NB patients were 30 males and 28 females. Tumour primary site was adrenal in 33 patients, abdominal nonadrenal in 18, thoracic in 5, cervical in 2. Tumours were classified according to the International Neuroblastoma Pathology Classification (INPC) [23]. The final pathologic diagnosis fulfilled the International Criteria for Neuroblastoma Diagnosis [13]. Patients were staged according to the International Neuroblastoma Staging System: 12 patients were at stage I, 8 at stage II, 6 at stage III, 23 at stage IV, and 9 at stage IVS. The clinical and molecular characteristics of the patients are reported (see Additional file 2).
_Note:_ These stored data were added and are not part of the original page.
PR #1278, opened 2025-07-03
feat: add essential plugins package for Hono SSG

3w36zj6:
close https://github.com/honojs/hono/issues/2125

- [ ] Add tests
- [ ] Run tests

### DIFF
--- a/packages/ssg-plugins-essential/README.md
+++ b/packages/ssg-plugins-essential/README.md
@@ -1,0 +1,26 @@
+# Essential plugins for Hono SSG
+
+[![codecov](https://codecov.io/github/honojs/middleware/graph/badge.svg?flag=ssg-plugins-essential)](https://codecov.io/github/honojs/middleware)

Expression of TAF13, GTF2B, NC2α, TAF12, NC2β

Total RNA from NB biopsies and from peripheral blood of ten normal controls (BL) was isolated according to our published protocol [12]. Primers were designed with the OMIGA 2.0 software (Oxford Molecular) by using as template the published sequences of Homo sapiens genes: their sequence and corresponding RT-PCR conditions are shown in Table 1. Transcript reduction was determined by calculating the arithmetic mean of the densitometric values of all samples and using this value as cut-off: only differences that were at least threefold were considered significant to this study.

Table 1 Primers and RT-PCR conditions for expression analysis

Genomics of TAF13, NC2β, TAF12 in NB samples

Microsatellite polymorphic markers were selected from the Marshfield map [24] as close as possible to the 5' and 3' ends of TAF13, GTF2B, NC2β, TAF12 (Table 2, Figure 1). Primers for sequencing were designed with the same software; their sequence was: NC2βS: gtgggtgggggaagg; TAF12S: agggtgtatttatatatagttta; TAF13S: tcccaactaattacactact. PCR was performed according to standard protocols (Invitrogen). Tumour and constitutional (blood) DNA (3 to 5 ng depending on primers efficiency) was amplified with a Master Cycler Gradient (Eppendorf). Forward primers were labeled at their 5' with the fluorochromes Tamra, Joe or 6-Fam (MWG Biotech). Amplified DNA was loaded on ABI PRISM™ 310 Genetic Analyzer (Applied Biosystems): the results were analyzed with ABI PRISM 310 GeneScan 3.1 software. GI was determined by comparing the allelic ratios between constitutional and tumour DNA in heterozygous samples [25]. Theoretically QGI = 0 expresses the total loss of one allele and QGI = 1 indicates the normal allele ratio. We refer to Genomic Imbalance when QGI ≤ 0.5.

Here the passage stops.